Mimpi yang membuat Tara bertanya-tanya, "Apakah Cece trauma dengan Leona?" dan berakhir ia menyalahkan dirinya sendiri. Sebab menolak pertunangan yang diajukan untuknya dengan Leona.
Flashback on
Hidangan makan malam di sebuah restoran Jepang itu terlihat sangat mewah dan berkelas. Bahkan perjamuannya terasa lebih hangat karena dua orang sahabat karib tengah mengenang masa lalu berupa kepingan-kepingan cerita usang yang menyenangkan.
Memori dan masa lalu. Dua hal yang akan selalu berhubungan hingga masa depan yang tak pernah diprediksi hingga sampai kapan.
"Gue ga bakalan nyangka juga berhasil diriin perusahaan. Padahal dulu modal imajinasi doang" lantas suara tawa khas bapak-bapak ditambah satu perempuan paruh baya yang tertawa sambil menutup mulut, entah memang ingin terlihat elegan atau tidak, tidak ada yang tahu. Hanya saja, ia terlihat berkelas jika seperti itu bahkan mampu mengundang tatapan kekaguman dari berbagai penjuru ruangan yang sayangnya langsung dibalas tatapan horor oleh sang suami.
"Gapapa bro, gue tau lo emang doyan halusinasi jad udah ga kaget gue kalau besok-besok lo bilang bakal diriin rumah di Mars" saut laki-laki lainnya yang diduga adalah papa nya Tara. Laki-laki yang bekerja sebagai CEO Khal&Ta Hightech Coorperation itu masih bisa mengingat dengan jelas betapa seringnya, sahabatnya itu menghayalkan banyak hal.

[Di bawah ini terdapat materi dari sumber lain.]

PR #9130, opened 2026-08-01
fix(ui): include falsy query parameters in createEndpoint helper

### LINKED ISSUE #9129: [UI] createEndpoint utility incorrectly omits falsy query parameters (false, 0)
## Description

**Registry Version**: `3.3.2-SNAPSHOT`
**Persistence type**: `sql`

The `createEndpoint` helper in `ui/ui-app/src/utils/rest.utils.ts` omits valid falsy query parameter values when constructing request URLs.

The current implementation filters query parameters using a truthiness check:

```typescript
if (queryParams[key]) {
    const value = encodeURIComponent(queryParams[key]);
    // ...
}
```

Because of this, valid values such as `false` and `0` are treated as if they were absent and are not included in the generated URL.

This makes it impossible for callers to explicitly send falsy values through the helper and may cause requests to fall back to server-side defaults instead of the values supplied by the client.

Additionally, there are existing call sites (for example in `useContractsService.ts`) that manually convert numeric values using `String(offset)` and `String(limit)` before passing them to `createEndpoint`, suggesting that callers have had to work around this behavior.

### Environment

* Apicurio Registry: `3.3.2-SNAPSHOT`
* Apicurio Registry UI
* Local development environment
* Google Chrome (latest)

### Steps to Reproduce

1. Call `createEndpoint` with falsy query parameter values:

```typescript
createEndpoint(
    "http://localhost:8080",
    "/test",
    {},
    {
        isOk: false,
        count: 0,
    }
);
```

2. Inspect the generated URL.

**Expected**

The generated URL should preserve valid falsy values:

```text
http://localhost:8080/test?isOk=false&count=0
```

**Actual**

The generated URL omits those parameters entirely:

```text
http://localhost:8080/test
```

### Logs

No server-side logs are required to reproduce this issue. The behavior can be observed by inspecting the URL generated by `createEndpoint`.

kunaldevsahu:
## Summary

This PR fixes an issue in the `createEndpoint` utility where valid falsy query parameter values were omitted when constructing request URLs.

The previous implementation filtered query parameters using a truthiness check, causing values such as `false` and `0` to be excluded from the generated URL. As a result, callers could not explicitly send these values to the backend and requests could unintentionally fall back to server defaults.

This change replaces the truthiness check with explicit `null`/`undefined` handling so that valid falsy values are preserved while continuing to omit `null`, `undefined`, and empty-string (`""`) values. The exclusion of empty strings is intentional to preserve the existing behavior and keep the change narrowly scoped to the reported issue.

## Changes

* Preserve valid falsy query parameter values (`false` and `0`) during URL construction.
* Continue ignoring `null`, `undefined`, and empty-string (`""`) query parameters.
* Add regression tests covering:

  * Boolean query parameters (`true` and `false`)
  * Numeric query parameters (including `0`)
  * Ignoring `null`, `undefined`, and empty-string query parameters
  * Existing path parameter substitution behavior

## Testing

* Added unit tests for `createEndpoint`.
* Verified that generated URLs correctly serialize `false` and `0`.
* Confirmed that `null`, `undefined`, and empty-string query parameters continue to be omitted as intended.

## Related Issue

Fixes #9129

### DIFF
--- a/ui/ui-app/src/utils/rest.utils.ts
+++ b/ui/ui-app/src/utils/rest.utils.ts
@@ -261,16 +261,15 @@ export function createEndpoint(baseHref: string, path: string, params?: any, que
     if (queryParams) {
         let first: boolean = true;
         for (const key in queryParams) {
-            if (queryParams[key]) {
-                const value: string = encodeURIComponent(queryParams[key]);
+            const rawValue: any = queryParams[key];
+            if (rawValue !== null && rawValue !== undefined && rawValue !== "") {
+                const value: string = encodeURIComponent(rawValue);
                 if (first) {
                     rval = rval + "?" + key;
                 } else {
                     rval = rval + "&" + key;
                 }
-                if (value !== null && value !== undefined) {
-                    rval = rval + "=" + value;
-                }
+                rval = rval + "=" + value;
                 first = false;
             }
         }
--- a/ui/ui-app/src/utils/rest.utils.test.ts
+++ b/ui/ui-app/src/utils/rest.utils.test.ts
@@ -1,0 +1,60 @@
+import { describe, expect, it } from "vitest";
+import { createEndpoint } from "./rest.utils";
+
+describe("createEndpoint", () => {
+    const baseHref = "http://localhost:8080/apis/registry/v3";
+
+    it("should correctly substitute path parameters", () => {
+        const url = createEndpoint(baseHref, "/groups/:groupId/artifacts/:artifactId", {
+            groupId: "my-group",
+            artifactId: "my-artifact"
+        });
+        expect(url).toBe(`${baseHref}/groups/my-group/artifacts/my-artifact`);
+    });
+
+    it("should handle paths without query parameters or path parameters", () => {
+        const url = createEndpoint(baseHref, "/system/info");
+        expect(url).toBe(`${baseHref}/system/info`);
+    });
+
+    it("should append query parameters correctly, including falsy boolean and numeric values", () => {
+        const url = createEndpoint(
+            baseHref,
+            "/search",
+            {},
+            {
+                isActive: true,
+                isDeprecated: false,
+                limit: 10,
+                offset: 0,
+                negative: -1
+            }
+        );
+        expect(url).toBe(`${baseHref}/search?isActive=true&isDeprecated=false&limit=10&offset=0&negative=-1`);
+    });
+
+    it("should omit null, undefined, and empty string query parameters", () => {
+        const url = createEndpoint(
+            baseHref,
+            "/search",
+            {},
+            {
+                query: "",
+                filter: null,
+                sort: undefined,
+                validParam: "value"
+            }
+        );
+        expect(url).toBe(`${baseHref}/search?validParam=value`);
+    });
+
+    it("should correctly handle path and query parameters combined", () => {
+        const url = createEndpoint(
+            baseHref,
+            "/groups/:groupId/artifacts",
+            { groupId: "group-1" },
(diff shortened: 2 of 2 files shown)


ui/ui-app/src/utils/rest.utils.ts
```diff
@@ -261,16 +261,15 @@ export function createEndpoint(baseHref: string, path: string, params?: any, que
     if (queryParams) {
         let first: boolean = true;
         for (const key in queryParams) {
-            if (queryParams[key]) {
-                const value: string = encodeURIComponent(queryParams[key]);
+            const rawValue: any = queryParams[key];
+            if (rawValue !== null && rawValue !== undefined && rawValue !== "") {
```
paoloantinori, line 265: Empty-string values are still excluded via `rawValue !== ""`. The new test documents this as intentional, but the PR summary only lists `null`/`undefined` as ignored while the stated goal is to preserve falsy values — so the empty-string boundary is the one place worth confirming. If dropping `""` is intended, a one-line note (or updating the summary) would make the asymmetry with `false`/`0` explicit; if callers may ever need to send an explicit empty value, consider allowing `""` through as well.

paoloantinori (commented):
This is a correct, minimal fix with solid test coverage: replacing the truthiness check with explicit `null`/`undefined`/`""` handling properly preserves falsy values like `false` and `0`, and the dropped inner `null`/`undefined` guard was effectively dead code since `encodeURIComponent` always returns a string. No blocking issues. Two observations worth a second look:

- **`rest.utils.ts:265`** — Empty-string values are still excluded (`rawValue !== ""`). This is documented as intentional in the new test (`rest.utils.test.ts:36`), but it sits slightly at odds with the PR's stated goal of "including falsy query parameters" and isn't mentioned in the summary's "Changes" list (which only lists `null`/`undefined`). Worth confirming that boundary is intended and documenting why `false`/`0` are kept while `""` is dropped.
- **`rest.utils.ts:265`** — `NaN` now serializes as `?key=NaN` where the old truthiness check silently dropped it. Rare in practice, but a caller that previously relied on a computed `NaN` being omitted will now forward it to the backend. Worth a moment of thought, though surfacing it is arguably better than the old silent drop.

ui/ui-app/src/utils/rest.utils.ts
kunaldevsahu: Thanks @paoloantinori  for pointing this out ! Keeping "" excluded was intentional. I wanted to keep the fix focused on preserving valid explicit falsy values like false and 0 while maintaining the existing behavior for empty strings to minimize behavioral changes. I'll update the PR summary to make that distinction clearer.

carlesarnal:
Reviewed commit 47df15a. Clean fix — replacing the truthiness check with explicit null/undefined/empty-string guards correctly preserves valid falsy values (false, 0). The removed inner null/undefined guard on encodeURIComponent result was dead code. Tests are thorough with exact URL assertions. DCO, conventional commit, scope all pass. Agree with paoloantinori observations — no blocking concerns. @kunaldevsahu reminder to update PR summary re: empty-string exclusion. Deferring to maintainer for approval.

kunaldevsahu:
Thanks @carlesarnal  for the review , I appreciate the feedback. I'll update the PR summary to explicitly mention the intentional exclusion of empty-string values.

kunaldevsahu:
Thanks @carlesarnal  I've updated the PR summary to clarify the empty-string exclusion.

EricWittmann:
Thanks @kunaldevsahu — clean fix with thorough tests. The dead code removal was a nice bonus. Merged!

"Tapi satu hal yang ingin gue ucapkan terima kasih, terima kasih sudah mengenalkan gue dengan Gadis. Kalau ga gara-gara lo, mungkin gue udah melajang" lalu ditutup dengan tawa renyah kembali.
Sebenarnya Tara bingung dengan acara perjamuan makan malam ini, ada hal yang sedikit mencurigakan dibalik ini semua. Sebab, setau Tara, papanya tidak semudah itu untuk bisa diajak hanya sekedar makan malam jika tak ada sesuatu yang urgent.
"Maafin aku ya Ma, aku baru samp---" ucapan gadis itu terpotong atau lebih tepatnya ia yang memilih untuk tidak berbicara karena mendadak, jantungnya ingin lepas dan meninggal saja. Lidahnya serasa mati rasa ketika hendak berbicara. Bagaimana pun, saat ini yang ada dihadapannya adalah laki-laki pujaan semesta ilmu bahasa yang tak bisa didekati siapa pun.
KAMU SEDANG MEMBACA
Rain In Summer || Jaemin
Fiksi PenggemarBaik Cheryll atau akrabnya dipanggil Cece itu juga memiliki masalah dalam hidupnya. Permasalahannya dengan mantan sahabatnya yang tak pernah selesai. Begitu juga dengan Tara yang tak pernah bisa berdamai dengan kejadian masa lalunya. Dibawah hujan m...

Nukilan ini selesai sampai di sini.